Merge the plate map with the well level aggregates.

sample_level_data = pd.merge(plate_map, well_level_data,
                             left_on = 'well', right_index = True)
sample_level_data.head()

	well	pHrodo_conc_ug	DA_Tx	replicate	row	col	values	mean	sem	count
0	B2	5.0	veh	Rep1	B	2	5.0-veh-Rep1	4.599343	0.326940	609
1	C2	5.0	veh	Rep2	C	2	5.0-veh-Rep2	4.737265	0.426620	373
2	D2	5.0	veh	Rep3	D	2	5.0-veh-Rep3	3.623116	0.350467	398
3	B3	5.0	DA06	Rep1	B	3	5.0-DA06-Rep1	4.391667	0.312008	720
4	C3	5.0	DA06	Rep2	C	3	5.0-DA06-Rep2	5.070039	0.538362	257

Now we can visualize the well level aggregates by the treatment condition.

ax = sns.barplot(data = sample_level_data,
            hue = 'pHrodo_conc_ug',
            x = 'DA_Tx',
            y = 'mean', errorbar=('se', 2), alpha=0.5)

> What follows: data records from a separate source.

Issue #1039, opened 2026-06-05
Two possible GPU-related correctness inconsistencies


8ws26y8gnh-cloud:
Hi, I ran into two GPU-related behaviors that look suspicious to me. They may have different root causes, but I am grouping them here because both concern GPU frontend/model handling. I may be missing some intended preprocessing or configuration step, so I would appreciate a sanity check.

## 1. Possible missing Vulkan tags after SPIR-V frontend compilation

Several OpenCL lock examples from Dartagnan's own benchmark directory, compiled to SPIR-V via `clspv`, report data races under `vulkan.cat`, although these examples are expected to pass. The behavior also differs from the older ASPLOS'24 artifact, where the same style of benchmark passes.

### Reproduction sketch

I started from the OpenCL lock benchmarks in:

```text
benchmarks/opencl/benchmarks/
```

For example:

```text
benchmarks/opencl/benchmarks/caslock.cl
benchmarks/opencl/benchmarks/ticketlock.cl
benchmarks/opencl/benchmarks/ttaslock.cl
```

I used `clspv` to compile an OpenCL lock benchmark to SPIR-V:

```bash
clspv caslock.cl \
  --cl-std=CL2.0 \
  --inline-entry-points \
  --spv-version=1.6 \
  -o caslock.spv

spirv-dis caslock.spv > caslock.spvasm
```

The default `clspv` output contains:

```text
OpMemoryModel Logical GLSL450
```

As far as I can tell, Dartagnan's Vulkan SPIR-V frontend rejects this form. For the Vulkan run, I therefore adjusted the disassembled `.spvasm` to use the Vulkan memory model declaration/capability:

```text
OpCapability VulkanMemoryModel
OpExtension "SPV_KHR_vulkan_memory_model"
OpMemoryModel Logical Vulkan
```

I am not sure whether this manual conversion is a valid or recommended way to prepare these `clspv` outputs for Dartagnan's Vulkan frontend. If this preprocessing step is not valid, I would appreciate being pointed to the intended way to compile or prepare these benchmarks.

I also added the metadata annotations expected by Dartagnan's SPIR-V inputs, such as `@Config` and `@Input` lines, following the format described in the artifact documentation / existing SPIR-V examples. For example:

```text
; @Config: 2, 1, 3
; @Input: %17 = {{0}}
; @Input: %18 = {{0}}
; @Input: %19 = {{0, 0, 0, 0, 0, 0}}
```

[...]

PR #1061, opened 2026-07-20
Set eager and idl2sat as default

hernanponcedeleon:
I did some benchmarking to evaluate if it is still the case that the lazy encoding performs better than the eager one and to compare the IDL vs SAT encodings for acyclicity. I filtered the results where times were below 1s.

For lazy vs eager, the results are not super clear (except for power, where lazy is much better due to the recursive definition), but considering that currently we return wrong results with eager for ptx tests using proxy (#1039) and that one can expect more deterministic solving times using eager (at least once we merge #1059), I think it makes more sense to use that method as the default.

image
image
image
image

For IDL vs SAT, the results are clear.

image
image
image
image

### DIFF
--- a/dartagnan/src/main/java/com/dat3m/dartagnan/configuration/Method.java
+++ b/dartagnan/src/main/java/com/dat3m/dartagnan/configuration/Method.java
@@ -24,7 +24,7 @@ public enum Method implements OptionInterface {
     }
 
     public static Method getDefault() {
-        return LAZY;
+        return EAGER;
     }
 
     // Used to decide the order shown by the selector in the UI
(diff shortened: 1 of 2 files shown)


ThomasHaas:
Do you want to keep the unit tests as they are or also use different settings for them?

hernanponcedeleon:
Performance is not a problem ATM in the CI, so I would keep them as they are. 

Also, at some point we explicitly set some options to the unit tests exactly not to change their behavior if we ever changed the default options.

ThomasHaas (approved):
LGTM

sns.stripplot(data = sample_level_data,
            hue = 'pHrodo_conc_ug',
            x = 'DA_Tx',
            y = 'mean', dodge=True, legend=False, ax=ax)

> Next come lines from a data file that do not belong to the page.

PR #1062, opened 2026-07-22
Fix cat.include option

hernanponcedeleon:
While testing #1038, I noticed that the `cat.include` option is not working.

Apparently the sosy-lab library has some restrictions on how to handle paths in the the options ([there are ways of dealing with full paths, but not with directory paths AFAICT](https://sosy-lab.github.io/java-common-lib/api/org/sosy_lab/common/configuration/FileOption.Type.html)). 

Using strings is consistent with the other option we have related to files/paths (i.e., `bound.save` and `bound.load`).


ThomasHaas (approved):
LGTM

PR #469, opened 2023-06-22
Rework

hernanponcedeleon:
This PR simply merges the current status of `development_rework` (minus the code in the prototype folder and the LLVM grammar and parser) into `development`. The code has already been reviewed (see #444, #445, #447, #448, #450, #452, #453, #455, #456, #457, #460. #462, #464).

PR #1063, opened 2026-07-22
[DRAFT] Rework verification task/goal/result

ThomasHaas:
This PR attempts to generalize the idea of `VerificationTask` to allow for different types of tasks such as state-space enumeration (this PR does not implement state-space enumeration!).

The changes can roughly be summarized like this:
- `VerificationTask` contains a `TaskGoal` that captures what needs to be done (currently there is only `TaskGoal.Verify`).
- For every `TaskGoal.X`, there is a corresponding `TaskResult.X`, e.g., `TaskResult.Verify`. This result is produced by `TaskSolver`. 
- The previous `Result` enum has been renamed to `ResultStatus` which is part of every `TaskResult`. The `ResultStatus` has been changed to distinguish `BOUNDED` and `UNKNOWN`. As a result, output looks like this now:
```
[22.07.2026] 15:55:42 [INFO] AssumeSolver.runInternal - Verification finished with result BOUNDED
Test: /Users/thomashaas/IdeaProjects/Dat3M/benchmarks/challenging/cna.c
Result: BOUNDED
Reason: Not fully unrolled loops
Details:
	T1:thread_n -> cna_unlock @cna.c#53 -> @cna.h#102	(E223)
Time: 3.909 secs
```
This likely requires updating of external scripts that look for `UNKNOWN` in the output. But I guess we have to bite this bullet eventually :P.

**Possible alternatives:** Rather than having a single `VerificationTask` class with different `TaskGoals`, we could have different `VerificationTask` classes (e.g., `VerificationTask` and `EnumerationTask`. They could all either share a common base class `Task` which has the `Program/Wmm/Config/etc.`, or they all contain a `TaskContext` that contains `Program/Wmm/Config/etc.`.
Certainly, the current naming scheme of `VerificationTask` as universal base class together with non-verification goals like `TaskGoal.Enumeration` is odd.
I am inclined to test out one of these solutions.


ThomasHaas:
I tried the later solution now where `VerificationTask` has become a general `Task` and its subclasses represent the actual task to solve. `TaskGoal` is gone.
I think I like this solution a lot more.

EDIT: Btw. the changes in this PR are  just "first steps" towards a more general way of defining and solving new types of tasks. And some of the "next steps" I have to figure out once I try to add the `Enumeration/Exploration` task and unify some of the backend. In that sense, this is WIP.
However, if I do all changes in a single PR, I think it will get too big. Alternatively, instead of merging onto development, I could introduce an intermediary branch that I can target with these PRs for piece-wise review.
@hernanponcedeleon any preferences on how to deal with this?

hernanponcedeleon:
I definitely do not want a huge PR, so please split them into "steps".

If you are not yet sure about some of the next steps (which means some of the earlier decisions might change), maybe it is better to have an intermediate branch, target all "step X" branches there and then have a final (but easier) review from the large branch to development. IIRC this is how we did it for the IR / type system rework in 2023.

ThomasHaas:
I can use an intermediary branch, but most changes in the PRs are about renaming/moving stuff which makes them "large". Ignoring those changes, I think they are overall quite simple.
Now that i think about it, the part about "unifying backends" can probably be done separately anyhow; so the only thing left is adding the enumeration task for Telechat + whatever changes it brings with it.

ThomasHaas:
I created another branch called `exploration` that is targeted by this PR. 
However, I think now the CI won't run, right?

hernanponcedeleon:
> However, I think now the CI won't run, right?

Something [like this](https://github.com/hernanponcedeleon/Dat3M/pull/469/changes/0d6dc081e2cb6f5d67fb8741011f54ac0c0a243c) should work

ThomasHaas:
I'm not even sure if I need the intermediate branch anymore. I think I will do a whole rework of the input/output pipeline for verification tasks here and then have a second PR for adding the enumeration/exploration mode. I think the second PR will not really undo the ideas of the first PR, but only (maybe) generalize some classes.

EDIT: Btw. I will wait for #1066 getting merged before I keep working on this one.

ThomasHaas:
See #1074 for a new version

PR #1064, opened 2026-07-23
Vulkan: Partial co and align with Alloy

natgavrilenko:


dartagnan/src/test/resources/VULKAN-expected.csv
```diff
@@ -103,7 +103,7 @@ litmus/VULKAN/Manual/MP-mesa-fence-loop.litmus,0
 litmus/VULKAN/Manual/MP-mesa-optimized.litmus,1
 litmus/VULKAN/Manual/MP-avvis.litmus,0
 litmus/VULKAN/Manual/MP-no-avvis.litmus,1
-litmus/VULKAN/Manual/CoWW-RR.litmus,1
+litmus/VULKAN/Manual/CoWW-RR.litmus,0
```
natgavrilenko, line 106: This is a racy test, where expected result changed due to the updated fr definition. Does not impact non-racy tests.

cat/vulkan.cat
```diff
@@ -144,16 +144,25 @@ let locord = loc &
...
 (***********************)
 
+// Mutually ordered atomic writes must be ordered by asmo in either direction
+// Translated from Alloy rai[asmo] = (W -> W) & mutordatom
+// The opposite direction, empty asmo \ ((W * W) & mutordatom),
+// follows from the asmo definition let asmo = co & mutordatom.
+empty ((W * W) & mutordatom) \ asmo \ asmo^-1 as consistent-asmo
+
+// Enforcing strict partial order for asmo
+empty (asmo; asmo) \ asmo
```
ThomasHaas: This constraint enforces only transitivity and has nothing to do with strictness; I think the comment should change.

Btw. is this constraint not automatically satisfied since `co` and `mutordatom` are both transitive? I don't mind the redundancy though.

cat/vulkan.cat
```diff
@@ -144,16 +144,25 @@ let locord = loc &
...
+
+// Enforcing co from initial writes to other same-location stores
+empty (loc & (IW * (W \ IW))) \ co
+
```
ThomasHaas, line 165: I feel the fact that we do not already enforce initial writes to be before other writes for partial co's seems to be an oversight. I think we should fix this internally (in a separate PR though).

cat/vulkan.cat
ThomasHaas: The no-chains variant also needs updating

natgavrilenko: fixed

hernanponcedeleon: > Btw. is this constraint not automatically satisfied since `co` and `mutordatom` are both transitive? I don't mind the redundancy though.

We do not get this for partial `co`, do we?

ThomasHaas: Sure we do: "partial co" == "partially ordered co" and partial orders are transitive. 
But I need to revise my statement slightly: `mutordatom` is actually not transitive but it is "sufficiently transitive" so that `co & mutordatom` keeps its transitivity .

hernanponcedeleon (approved):

PR #1066, opened 2026-07-24
Simplify Parsers and use Path instead of File

ThomasHaas:
- I have replaced most usages of `File` in the Dartagnan core part by `Path`. The remaining usages of `File` are all in the unit tests and the UI code.
- The `ProgramParser` and the backend `Compilation` classes have been simplified a bit. The latter now always constructs a temporary .c file in a temp directory when compiling raw input. In particular, the UI does not create a `dat3m.c` in the directory of a loaded .c file anymore (this was ugly!).

### DIFF
--- a/dartagnan/src/main/java/com/dat3m/dartagnan/smt/ProverWithTracker.java
+++ b/dartagnan/src/main/java/com/dat3m/dartagnan/smt/ProverWithTracker.java
@@ -4,69 +4,69 @@ import com.google.common.collect.ImmutableMap;
 import org.sosy_lab.java_smt.api.*;
 import org.sosy_lab.java_smt.api.SolverContext.ProverOptions;
 
-import java.io.File;
-import java.io.FileWriter;
 import java.io.IOException;
-import java.io.PrintWriter;
-import java.nio.file.Files;
-import java.nio.file.Paths;
+import java.nio.file.*;
 import java.time.LocalDate;
 import java.time.format.DateTimeFormatter;
 import java.util.*;
+
+import static java.nio.file.StandardOpenOption.*;
 
 public class ProverWithTracker implements ProverEnvironment {
 
     private final FormulaManager fmgr;
     private final ProverEnvironment prover;
-    private final String fileName;
+    private final Path filePath;
     private final Set<String> declarations;
 
-    public ProverWithTracker(SolverContext ctx, String fileName, ProverOptions... options) {
+    public ProverWithTracker(SolverContext ctx, Path filePath, ProverOptions... options) {
         this.fmgr = ctx.getFormulaManager();
         this.prover = ctx.newProverEnvironment(options);
-        this.fileName = fileName;
+        this.filePath = filePath;
         this.declarations = new HashSet<>();
         init();
     }
 
     // An empty filename means there is no need to dump the encoding
     private boolean dump() {
-        return !fileName.isEmpty();
+        return filePath != null;
     }
 
     private void init() {
-        if(dump()) {
-            try {
-                Files.deleteIfExists(Paths.get(fileName));
-            } catch (IOException e) {
-                e.printStackTrace();
-            }
-            StringBuilder description = new StringBuilder();
-            LocalDate currentDate = LocalDate.now();
-            DateTimeFormatter formatter = DateTimeFormatter.ofPattern("yyyy-MM-dd");
-            description.append("Generated on: ").append(currentDate.format(formatter)).append("\n");
-            description.append("Generator: Dartagnan\n");
-            description.append("Application: Bounded model checking for weak memory models\n");
-            description.append("""
-                    Publications:\s
-                    - Hernán Ponce de León, Florian Furbach, Keijo Heljanko, \
-                    Roland Meyer: Dartagnan: Bounded Model Checking for Weak Memory Models \
-                    (Competition Contribution). TACAS (2) 2020: 378-382
-                    - Thomas Haas, Roland Meyer, Hernán Ponce de León: \
-                    CAAT: consistency as a theory. Proc. ACM Program. Lang. 6(OOPSLA2): 114-144 (2022)"""
-            );
-            write("(set-info :smt-lib-version 2.6)\n");
-            write("(set-logic ALL)\n");
-            write("(set-info :category \"industrial\")\n");
-            write("(set-info :source |\n" + description + "\n|)\n");
-            write("(set-info :license \"https://creativecommons.org/licenses/by/4.0/\")\n");
+        if (!dump()) {
+            return;
         }
+
+        try {
+            Files.deleteIfExists(filePath);
+        } catch (IOException e) {
+            e.printStackTrace();
+        }
+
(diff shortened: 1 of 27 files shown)


ThomasHaas:
Now I really replaced all usages of `File` outside of:
- the unit tests
- two usages in the UI where the file selector UI element naturally returns a `File` object.

@hernan-poncedeleon you might want to double check that witness generation and loading/storing to bounds files keeps working correctly. I have not checked this yet.

ThomasHaas:
I will not update the unit tests to also use `Path` in this PR. So I think the PR is ready for review.

hernanponcedeleon:
> So I think the PR is ready for review.

I am busy until Tuesday, so I cannot promise to find time to review before then, but I will do my best.

dartagnan/src/main/java/com/dat3m/dartagnan/smt/ProverWithTracker.java
```diff
@@ -4,69 +4,68 @@
...
+        write("(set-logic ALL)\n");
+        write("(set-info :category \"industrial\")\n");
+        write("(set-info :source |\n" + description + "\n|)\n");
+        write("(set-info :license \"https://creativecommons.org/licenses/by/4.0/\")\n");
     }
 
     @Override
     public void close() {
         if(dump()) {
-            removeDuplicatedDeclarations(fileName);
```
hernanponcedeleon, line 69: Why is this one gone?

dartagnan/src/test/java/com/dat3m/dartagnan/utils/rules/Providers.java
```diff
@@ -32,26 +32,18 @@ public static Provider<Wmm> createWmmFromArch(Supplier<Arch> archSupplier) {
...
-
-    public static Provider<Wmm> createWmmFromPath(Supplier<String> pathSupplier) {
-        return createWmmFromFile(() -> new File(pathSupplier.get()));
+    public static Provider<Wmm> createWmmFromPath(Supplier<Path> pathSupplier) {
+        return Provider.fromSupplier(() -> new ParserCat().parse(pathSupplier.get()));
     }
 
     public static Provider<Wmm> createWmmFromName(Supplier<String> nameSupplier) {
-        return createWmmFromPath(() -> getRootPath("cat/" + nameSupplier.get() + ".cat"));
+        return createWmmFromPath(() -> Path.of(getRootPath("cat/" + nameSupplier.get() + ".cat")));
```
hernanponcedeleon, line 40: Isn't the `cat/` problematic on e.g., Windows?

dartagnan/src/test/java/com/dat3m/dartagnan/utils/rules/WmmFromArchitectureProvider.java
```diff
@@ -26,14 +26,14 @@ public class WmmFromArchitectureProvider extends AbstractProvider<Wmm> {
...
-        ARCH_WMM_MAP.put(Arch.VULKAN, () -> new ParserCat().parse(new File(getRootPath("cat/vulkan.cat"))));
-        ARCH_WMM_MAP.put(Arch.OPENCL, () -> new ParserCat().parse(new File(getRootPath("cat/opencl.cat"))));
+        ARCH_WMM_MAP.put(Arch.TSO, () -> new ParserCat().parse(Path.of(getRootPath("cat/tso.cat"))));
+        ARCH_WMM_MAP.put(Arch.ARM8, () -> new ParserCat().parse(Path.of(getRootPath("cat/aarch64.cat"))));
+        ARCH_WMM_MAP.put(Arch.POWER, () -> new ParserCat().parse(Path.of(getRootPath("cat/power.cat"))));
+        ARCH_WMM_MAP.put(Arch.RISCV, () -> new ParserCat().parse(Path.of(getRootPath("cat/riscv.cat"))));
+        ARCH_WMM_MAP.put(Arch.LKMM, () -> new ParserCat().parse(Path.of(getRootPath("cat/linux-kernel.cat"))));
+        ARCH_WMM_MAP.put(Arch.IMM, () -> new ParserCat().parse(Path.of(getRootPath("cat/imm.cat"))));
+        ARCH_WMM_MAP.put(Arch.VULKAN, () -> new ParserCat().parse(Path.of(getRootPath("cat/vulkan.cat"))));
+        ARCH_WMM_MAP.put(Arch.OPENCL, () -> new ParserCat().parse(Path.of(getRootPath("cat/opencl.cat"))));
```
hernanponcedeleon, line 36: Again, shouldn't we use something like `Path path = Path.of(getRootPath(""), "cat", "tso.cat");`

hernanponcedeleon (commented):
I haven't tested the UI, but bound and witness files work as expected

dartagnan/src/test/java/com/dat3m/dartagnan/utils/rules/Providers.java
ThomasHaas: `getRootPath` normalizes the path already in a platform-agnostic manner.
Also I think you can use `/` to specify paths on windows without problems (`/` is a valid path separator on essentially all operating systems). However, you cannot assume that `toString` will return the path with `/` separators and so you have to be careful there (that's why I needed to add a `containsSubpath` method).

dartagnan/src/main/java/com/dat3m/dartagnan/smt/ProverWithTracker.java
ThomasHaas: The line of code does nothing and was stupid for 3 reasons:
- It removed duplicate declarations in the file name?! Was it supposed to access the file content?
- The (deduplicated) return value is unused.
- The side-effect of the method call is irrelevant as the prover gets closed anyhow.

hernanponcedeleon: Ok, it seems this was a remanent of the initial implementation https://github.com/hernanponcedeleon/Dat3M/blob/61381f3210eced4d1cf4084a68a44c7348447cd6/dartagnan/src/main/java/com/dat3m/dartagnan/encoding/ProverWithTracker.java#L48

dartagnan/src/test/java/com/dat3m/dartagnan/utils/rules/Providers.java
hernanponcedeleon: I think `ResourceHelper` can be improved by returning a `Path` rather than a String for most methods. However, most (if not all) of those are used by the unit tests, so we can do this in another PR.

hernanponcedeleon (approved):

dartagnan/src/test/java/com/dat3m/dartagnan/utils/rules/Providers.java
ThomasHaas: Definitely. But those changes affect like 100 unit test files (mostly the SPIRV tests I think) and I didn't want to go through them all. Especially with active PRs like #1067 modifying unit test code and hence resulting in conflicts.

ax.set_ylabel('mean(bead count)')

Text(0, 0.5, 'mean(bead count)')

../../_images/56fcc41c41d6c206e1272e2fe1b00259f0c70e6e3b7f57df56f9bcd01b12696c.png

Q2: Describe the graph#

Points: 5

# Which experimental condition (pHrodo_conc_ug) had less noise in the measurement?
# Answer 5.0 or 7.5
q2a = 5.0 # SOLUTION

q2a reasoning: your answer here

# Does this graph show evidence that dopamine increases the amount of beads phagocytosed?
# Anwser 'yes' or 'no'
q2b = 'no' # SOLUTION

q2b reasoning: your answer here

grader.check("q2_graph")

In the next few weeks well cover strategies to quantify our hypothesis using techniques like ANOVAs and multiple regression.